With deep water spots.


























3 times snow foam and after a good wash the water spot remained almost the same .










During the soft top wash










Paint correction started


























Some scratches removed


























Deep scratches on the front bumper.


















Sanding was the way











































Sticky paint all over the car











































Trunk and rear bumper


















































Sideway



































Second coat of Z2 pro curing










Wheels removed and arches detailed


















Show off time with an extra layer of Crystal Rock da Swissvax




























































































Sun Gun Pics











































































I asked the owner to take the 987 to the sun and compare with a very swirled and hologramed Gt-R for comparing , a onsite before and after.






































































































































































Regards

Rui


----------



## dsms (Feb 1, 2008)

The swirled up black GTR next to the Porsche in the very last picture shows the difference between a perfected black car and a hacked black car, easy to see why the client choose you!


----------



## Racer (Oct 27, 2005)

dsms said:


> The swirled up black GTR next to the Porsche in the very last picture shows the difference between a perfected black car and a hacked black car, easy to see why the client choose you!


Thanks Dave

I asked the client to see the GT-R near his detailed Boxster to see the difference . :thumb:


----------



## Eurogloss (Jan 22, 2008)

Another top job there Rui :thumb:
That car looks so deep in colour and the reflections look 3D !

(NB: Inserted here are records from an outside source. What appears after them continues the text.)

PR #714, opened 2020-10-13
Allow QuickCheck version to be >= 2.13

### LINKED ISSUE #711: Allow QuickCheck < 2.14
There are many packages that have not moved to QuickCheck 2.14 yet. It may not be a good idea to only allow >= 2.14 as yet. I found it out when trying to use streamly with nix.

adithyaov:
Closes #711 .

Should we try to relax lower bound even more?

### DIFF
--- a/streamly.cabal
+++ b/streamly.cabal
@@ -330,7 +330,7 @@ common prelude-test-options
   build-depends:
       streamly
     , base              >= 4.9   && < 5
-    , QuickCheck        >= 2.14  && < 2.15
+    , QuickCheck        >= 2.13  && < 2.15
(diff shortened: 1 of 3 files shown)


adithyaov:
`2.13` is marked as broken. We can probably start from `2.13.1`

harendra-kumar (approved):

harendra-kumar:
> Should we try to relax lower bound even more?

I saw all packages had `< 14`, if we see some important package has lower we can try then. Anyway this is test only so only those who include test dependencies would be affected by this.

adithyaov:
See #718

Issue #667, opened 2020-08-25
Add mapMaybe for folds


harendra-kumar:

adithyaov:
I'm assuming this is `lmapMaybe`?

harendra-kumar:
Fixed by #717 .

PR #717, opened 2020-10-17
add mapMaybe combinator in Fold

rnjtranjan:


src/Streamly/Internal/Data/Fold/Types.hs
```diff
@@ -353,6 +354,16 @@ lmapM f (Fold step begin done) = Fold step' begin done
   where
     step' x a = f a >>= step x
 
+-- | @(mapMaybe f fold)@ maps a 'Maybe' returning function @f@ on the input of the fold.
+-- filter out the 'Nothing' elements, and return a values extracted from 'Just'
+-- >>> S.fold (FL.mapMaybe (\x -> case x of  5 -> Just x ; _ -> Nothing) FL.sum) 
+-- (S.enumerateFromTo 1 10) 
+-- 5
+-- @since 0.8.1
```
harendra-kumar, line 362: We usually keep the combinators internal for a while and then expose them later once we know they are stable and should be exposed. So here we can mark it `Internal` instead of annotating with a release. The markup would be:

```
/Internal/
```

Also, let's make it `INLINE` instead of `INLINABLE`. We have marked some functions `INLINABLE` but we really want these `INLINE` for guaranteed fusion.

harendra-kumar: Let's add a benchmark and test as well for this. See `benchmark/Streamly/Benchmark/Data/Fold.hs` for existing benchmarks and `test/Streamly/Test/Internal/Data/Fold.hs` for tests.

harendra-kumar: In the docs, need a comma instead of period:

```
on the input of the fold, filter out the 'Nothing' elements,
```

harendra-kumar (changes requested):

test/Streamly/Test/Internal/Data/Fold.hs
```diff
@@ -96,6 +96,9 @@ safeLast (_:xs) = safeLast xs
 last :: [String] -> Expectation
 last ls = S.fold FL.last (S.fromList ls) `shouldReturn` safeLast ls
 
+mapMaybe :: Expectation
+mapMaybe = S.fold (F.mapMaybe (\x -> case x of  5 -> Just x ; _ -> Nothing) F.sum)
+    (S.enumerateFromTo 1 10) `shouldReturn` (5 :: Int)
```
harendra-kumar, line 101: We can write this as `mapMaybe :: Int -> Expectation`, then generate a list `xs = [1..n]`. Then we can map `(\x -> if even x then Just x else Nothing)` on `fromList xs` and compare that the result is the same as `filter even xs`.

harendra-kumar (changes requested):

rnjtranjan:
Fixes #667

Issue #159, opened 2018-12-09
make sure there is at least one test for each user exposed API


harendra-kumar:
Sometimes we do not add tests due to lack of time and sometimes we do not add tests because an API gets tested through some other API. However, it is important to have tests, at the minimum we can add a trivial test using the symbol, this is to ensure that we do not accidentally remove an API during refactor and do not even get to know about it.

pranaysashank:
## src/Streamly/Prelude.hs
- [ ] mkAsync
- [ ] IsStream ()
- [X] serially
- [X] wSerially
- [X] asyncly
- [X] aheadly
- [X] wAsyncly
- [X] parallely
- [X] zipSerially
- [X] zipAsyncly
- [X] adapt
- [X] nil
- [ ] cons
- [ ] (.:)
- [ ] consM
- [ ] (|:)
- [ ] yield
- [ ] yieldM
- [ ] repeat
- [ ] repeatM
- [X] replicate
- [X] replicateM
- [ ] Enumerable (..)
- [ ] enumerate
- [ ] enumerateTo
- [ ] unfoldr
- [X] unfoldrM
- [X] unfold
- [X] iterate
- [X] iterateM
- [X] fromIndices
- [X] fromIndicesM
- [X] fromList
- [ ] fromListM
- [X] fromFoldable
- [X] fromFoldableM
- [ ] uncons
- [X] tail
- [X] init
- [X] foldrM
- [X] foldr
- [X] foldl'
- [X] foldl1'
- [X] foldlM'
- [X] fold
- [X] drain
- [X] last
- [X] length
- [X] sum
- [X] product
- [X] maximumBy
- [X] maximum
- [X] minimumBy
- [X] minimum
- [X] the
- [X] toList
- [X] drainN
- [ ] drainWhile
- [X] (!!)
- [X] head
- [ ] findM
- [X] find
- [X] lookup
- [X] findIndex
- [X] elemIndex
- [X] null
- [X] elem
- [X] notElem
- [X] all
- [X] any
- [X] and
- [X] or
- [ ] eqBy
- [ ] cmpBy
- [X] isPrefixOf
- [X] isSubsequenceOf
- [X] stripPrefix
- [ ] (|$)
- [X] (|&)
- [ ] (|$.)
- [ ] (|&.)
- [ ] map
- [ ] sequence
- [X] mapM
- [ ] mapM_
- [ ] trace
- [X] tap
- [X] scanl'
- [X] scanlM'
- [ ] postscanl'
[...]

PR #728, opened 2020-10-21
Implement tests for Data.Fold combinators

wildcat26:
To implement tests for remaining `Data.Fold` combinators #159


harendra-kumar:
We have most of the tests now, we can close this.

PR #2190, opened 2022-12-26
Refactor Stream.Top, move transformers, containers ops

harendra-kumar:
Keep only those operation that depend only on "base" package, move out operations that depend on transformers, containers to Stream.Extra.

Add crossWith for cross product operation

Rename, refactor, document set-like, join ops


core/src/Streamly/Internal/Data/Stream/Container.hs
```diff
@@ -0,0 +1,302 @@
+-- |
+-- Module      : Streamly.Internal.Data.Stream.Extra
```
rnjtranjan, line 2: module name should be Streamly.Internal.Data.Stream.Container.

rnjtranjan (approved):

PR #2196, opened 2022-12-28
Remove Storable constraint from Unbox typeclass

adithyaov:


core/src/Streamly/Internal/Data/Unboxed.hs
```diff
@@ -297,8 +261,12 @@ class Storable a => Unbox a where
     -- IMPORTANT: The implementation of this interface may not check the bounds
     -- of the array, the caller must not assume that.
     pokeByteIndex :: MutableByteArray a -> Int -> a -> IO ()
+    -- | Get the size.
+    sizeOf :: a -> Int
+    -- | Get the alignment.
+    alignment :: a -> Int
```
harendra-kumar, line 267: we can remove alignment for now, if required we can add it later.

adithyaov: Removing this would make the code rather unclean. We use alignment in unboxed pinned arrays.
We can probably ignore alignment as a whole I guess later if it does not serve any benefit.

harendra-kumar (changes requested):

core/src/Streamly/Internal/Data/Array/ArrayMacros.h
```diff
@@ -9,6 +9,7 @@
 -- XXX Check the core to see if max can be statically eliminated. llvm can
 -- eliminate the comparison, but not sure if GHC NCG can.
 #define SIZE_OF(a) max 1 (sizeOf (undefined :: a))
+#define ALIGNMENT(a) max 1 (alignment (undefined :: a))
```
harendra-kumar, line 12: We can remove this?

core/src/Streamly/Internal/Data/Array/Mut/Type.hs
```diff
@@ -443,7 +440,10 @@ newAlignedPinned =
 --
 {-# INLINE newPinned #-}
 newPinned :: forall m a. (MonadIO m, Unbox a) => Int -> m (Array a)
-newPinned = newAlignedPinned (alignment (undefined :: a))
+newPinned =
+    newArrayWith
```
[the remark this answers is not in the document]
adithyaov: 1. We already have a `newPinnedAligned`
2. I'm not making any changes to `newArrayWith` as of now as that would require some internal followup changes. Creating an issue instead.

core/src/Streamly/Internal/Data/Unboxed.hs
```diff
@@ -454,6 +457,9 @@ instance Unbox Bool where
         then pokeByteIndex (castContents arr) i (1 :: Int32)
         else pokeByteIndex (castContents arr) i (0 :: Int32)
 
+    {-# INLINE sizeOf #-}
+    sizeOf _ = 4
```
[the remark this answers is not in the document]
adithyaov: We need to check the generic deriving.

harendra-kumar (approved):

The swirled GTR looks dull in comparison !


Best Regards 

Mario


----------



## BlackPassat (Jan 7, 2011)

Good Job. Last time I detailed a Porsche Boxster I noticed that the spoiler is very difficult to get nice and shiny.


----------



## Shopman (Feb 14, 2011)

Same colour as mine. After long steady work it looks almost as good as that now :buffer: 

The roof looks great, what did you use for the final finish?


----------



## Racer (Oct 27, 2005)

BlackPassat said:


> Good Job. Last time I detailed a Porsche Boxster I noticed that the spoiler is very difficult to get nice and shiny.


*
It´s strange because you have just to get the spoiler up and paint corrected , and this one had sticly paint as almost the last Porsches i detailed *



Shopman said:


> Same colour as mine. After long steady work it looks almost as good as that now :buffer:
> 
> The roof looks great, what did you use for the final finish?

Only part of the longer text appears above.